Math 444 Assignment Due Wed 11/28

Reading Assignment. Start reading Brown Chapter 2, with the goal of finishing it this week.

Notation note: On this web page, something like R_m should be read as "R subscript m".

Change of Problem. The problem 2 originally on this assignment sheet was replaced by a new one, given below. The original problem will be part of Friday's assignment.

1. Suppose m and n are lines; denote the corresponding line reflections by M and N.  Prove that MN = NM if and only if m is perpendicular to n.
2. On the two sheets handed out in class (here is a link to the c-shaped octagonal one and also a link to the one with squares), study glide reflections. In each case do the following.

• First, pick two shapes in the pattern and find a glide reflection that takes one to the other. Do this for several pairs of shapes.
• Second, find any glide reflections that are symmetries of the whole pattern.

3. Answer both.

a.  State which triangles have point symmetry and prove it.

b.  State which quadrilaterals have point symmetry and prove it.

4. Given a point A and a line m, state and prove exactly which isometry is R__m A_₁₈₀. 

Original Problem 2, now due as Part of Friday's assignment.

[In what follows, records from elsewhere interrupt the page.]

PR #177, opened 2022-02-22
Simplify Capture and DynamicCaptures storage

milseman:
Change to an array of structs instead of recursive indirect enums.

### DIFF
--- a/Sources/_StringProcessing/Capture.swift
+++ b/Sources/_StringProcessing/Capture.swift
@@ -11,112 +11,57 @@
 
 import _MatchingEngine
 
-// TODO: what here should be in the compile-time module?
+/// A structured capture
+struct StructuredCapture {
+  /// The `.optional` height of the result
+  var numOptionals = 0
 
-enum Capture {
-  case atom(Any)
-  indirect case tuple([Capture])
-  indirect case some(Capture)
-  case none(childType: AnyType)
-  indirect case array([Capture], childType: AnyType)
-}
+  var storedCapture: StoredCapture?
 
-extension Capture {
-  static func none(childType: Any.Type) -> Capture {
-    .none(childType: AnyType(childType))
-  }
-
-  static func array(_ children: [Capture], childType: Any.Type) -> Capture {
-    .array(children, childType: AnyType(childType))
+  var numSomes: Int {
+    storedCapture == nil ? numOptionals - 1 : numOptionals
   }
 }
 
-extension Capture {
-  static func tupleOrAtom(_ elements: [Capture]) -> Self {
-    elements.count == 1 ? elements[0] : .tuple(elements)
-  }
+/// A storage form for a successful capture
+struct StoredCapture {
+  // TODO: drop optional when engine tracks all ranges
+  var range: Range<String.Index>?
 
-  static var void: Capture {
-    .tuple([])
-  }
+  // If strongly typed, value is set
+  var value: Any? = nil
+}
 
-  var value: Any {
-    switch self {
-    case .atom(let atom):
-      return atom
-    case .tuple(let elements):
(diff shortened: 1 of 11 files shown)


milseman:
@swift-ci please test

Sources/_StringProcessing/RegexDSL/DynamicCaptures.swift
```diff
@@ -17,28 +17,36 @@ extension Regex where Match == (Substring, DynamicCaptures) {
...
 
-public enum DynamicCaptures: Equatable {
-  case substring(Substring)
-  indirect case tuple([DynamicCaptures])
-  indirect case optional(DynamicCaptures?)
-  indirect case array([DynamicCaptures])
-
-  public static var empty: Self {
-    .tuple([])
+public struct DynamicCapture: Hashable {
```
rxwei, line 20: - This is a user-facing type but it does not have any public API. How would a user access it?
- Since it now represents a single capture rather than a tree, should we name it `AnyCapture` instead?
- We can have properties `public var base: Any` and `public var range: Range<String.Index>`.

milseman: 1. Is there any reason for DynamicCaptures to be public other than for the initializer taking one?
2. SGTM
3. Err, are back to exposing this to users?

milseman:
@rxwei updated. I think some of the remaining questions are what API are we exposing in the dynamic case. I'm trying to work towards a world where we have the freedom to have a different storage representation than literally storing `Match`, but I'm not sure how this applies to `DynamicCaptures` and/or whether `AnyCapture` could include values.

Sources/_StringProcessing/RegexDSL/DynamicCaptures.swift
rxwei: > Is there any reason for DynamicCaptures to be public other than for the initializer taking one?

The user would need to access the captured range and substring.

>  It would be `AnySubstringCapture`

Sure.

milseman: > The user would need to access the captured range and substring. How else would the user do it?

We want API to get the number of captures, and for a given capture to get the slice/range/etc. I was thinking this would be more like static captures, where the more common approach API is on `RegexMatch` rather than `Match`. That is, `enum DynamicCaptures {}` would suffice as just a marker.

Or, we can have a dynamic capture type which holds the API. I'm not too particular on one approach over the other, just wondering what the rationale was or the tradeoffs.

milseman:
@rxwei I pushed a simple mock API for dynamic captures. I feel like at this point, designing the API is a separate discussion/PR than designing the storage representation, but I'm providing some basic API for future prototyping purposes.

milseman:
@swift-ci please test

rxwei (approved):

Sources/_StringProcessing/Capture.swift
```diff
@@ -32,21 +32,42 @@ struct StoredCapture {
...
+    someCount = optionalCount
+  } else {
+    // Ok since we Any-box every step up the ladder
+    underlying = Optional<Any>(nil) as Any
+    someCount = optionalCount - 1
+  }
+
+  for _ in 0..<someCount {
+    underlying = Optional(underlying) as Any
+  }
```
rxwei, line 58: The recursive type erasure is unfortunate and will make the final conversion (i.e. `as! Match`) slower.  This could've opened the existentials so that only the outer result is type-erased.
```swift
  for _ in 0..<someCount {
    func wrap<T>(_ x: T) {
      underlying = Optional(x) as Any
    }
    _openExistential(underlying, do: wrap)
  }
```

I've applied this in #182.

PR #180, opened 2022-02-22
Implement a basic benchmark suite

Azoy:


Sources/Benchmark/main.swift
```diff
@@ -0,0 +1,330 @@
...
+    let match = try nativeMatch(#"a(?#. comment)b"#, input: "123abcxyz")
+    
+    blackHole(match)
+  }
+}
+
+@inline(never)
+func run_simple_comment_nsregex(_ N: Int) throws {
+  for _ in 0 ..< N {
+    let match = try nsregexMatch(#"a(?#. comment)b"#, input: "123abcxyz")
```
milseman, line 311: Do we want a function that scales up the input length (so we have longer inputs and fewer compilations)? Similarly, do we want to have all-ranges style benchmarks?

Sources/Benchmark/regexredux.swift
```diff
@@ -0,0 +1,77 @@
...
+                                           options: .regularExpression)
+  
+  let codeLength = sequence.utf8.count
+  
+  var resultLength = 0
+  
+  let group = DispatchGroup()
+  
+  group.enter()
+  DispatchQueue.global().async {
```
milseman, line 33: If it's simpler, we can prototype or benchmark a single-threaded approach primarily.

PR #181, opened 2022-02-22
Store integer registers in SavePoint

natecook1000:
Without saving the int registers, quantifications can't accurately keep track of their loop count when backtracking, so some patterns were incorrectly matching.

For example, `/(a|a){3}a/` incorrectly matched against `"aaaxyz"`, because after failing to match the final `a` against the `"x"`, the engine backtracked to the second alternation without resetting the number of times the quantification had been satisfied.

### DIFF
--- a/Sources/_StringProcessing/Engine/Backtracking.swift
+++ b/Sources/_StringProcessing/Engine/Backtracking.swift
@@ -29,13 +29,18 @@ extension Processor {
     // perhaps current start)
     var captureEnds: [_StoredCapture]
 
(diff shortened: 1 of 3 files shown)


natecook1000:

milseman (approved):
LGTM.

Another area where this bug could surface is a nested reluctant quantification, where after a restore the old int register values would still be around.

Long term, I think we want to avoid having such heavy-weight save points, but that would require switching the engine off of generalized control flow.

PR #182, opened 2022-02-22
Generic `Reference` type and match result subscript

rxwei:
Change `Reference` to generic type over `Capture`. Add a `subscript<T>(_: Reference<T>) -> T` to `RegexMatch` to allow the user to access a capture via a reference.

Alternatives considered:
- `subscript(_: Reference) -> Any` with non-generic `Reference`. While creating a `Reference` would remain easy, it would lose the benefits of strong types.
- `Reference<Capture>.init() where Capture == Substring`. This allows writing `Reference()` to conveniently create a `Reference<Substring>`, but when it’s used on any transformed capture, it causes the “expression is too complex” error. I think this is a harmful outcome as it's hard for developers to figure that the fix is actually specifying a type in the `Reference` initializer.

-----

Examples:

```swift
let a = Reference(Int.self)
let result = regex.match {
  tryCapture(as: a) {
    oneOrMore(.digit)
  } transform: { Int($0) }
}
result[a] // => Int
```


rxwei:
@swift-ci please test Linux@swift-ci please test

natecook1000:
Now that we've flattened the structured capture groups, can the `capture(_:as:)` method capture anything other than a `Substring`? I'm not sure the generic parameter is required in the non-transforming overload. Without that, we should be able to revert to the optional/`nil` default approach, which cuts the number of overloads in half.

rxwei:
Yes, the new capture type produced by `capture` and `tryCapture` is the whole match type of the component.

Sources/_StringProcessing/RegexDSL/Match.swift
```diff
@@ -11,8 +11,24 @@
 
 @dynamicMemberLookup
 public struct RegexMatch<Match> {
+  let input: String
```
milseman, line 14: IIUC, this will (eventually) allow our storage form to be purely range based.

Tests/RegexTests/RegexDSLTests.swift
```diff
@@ -559,11 +559,11 @@ class RegexDSLTests: XCTestCase {
...
   func testBackreference() throws {
     try _testDSLCaptures(
-      ("abc#41#42abc#42#42", ("abc#41#42abc#42#42", "abc", 42, "#42", nil)),
+      ("abc#41#42abcabcabc", ("abc#41#42abcabcabc", "abc", 42, "abc", nil)),
       matchType: (Substring, Substring, Int?, Substring?, Substring?).self, ==)
     {
-      let a = Reference()
-      let b = Reference()
+      let a = Reference(Substring.self)
+      let b = Reference(Int.self)
```
milseman, line 566: Do we have tests where the types don't match up? What happens?

milseman (approved):
LGTM

Tests/RegexTests/RegexDSLTests.swift
rxwei: You won't be able to capture something onto a `Reference` of a non-matching type. That's a type error.

milseman: That's very compelling and alleviates the need for another way to name captures.

BTW, outside of scope of this PR, are we still trying to figure out what happens when a regex literal has names? Do we drop them completely, synthesize these references, or also have a stringy lookup?

rxwei: I think we drop them completely with the `._Unlabeld` extension I'm working on.  I'm aiming to create a PR for that later today.

Sources/_StringProcessing/RegexDSL/Match.swift
rxwei: This is now purely range based.

rxwei:
@swift-ci please test

rxwei:
@swift-ci please test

2. Draw 2 points A and B on a sheet of paper.  Then we denote the rotation with center A by 180 degrees and the rotation with center B by 60 degrees as the rotations A₁₈₀ and B ₆₀. Then the composition T = A₁₈₀ B ₆₀ is a rotation also. Construct the center of rotation C for T and also construct the angle of rotation.  Then do the same for the center D of S = B ₆₀ A₁₈₀. (Directions for doing this are found in Brown 2.4, and also will be given in class.)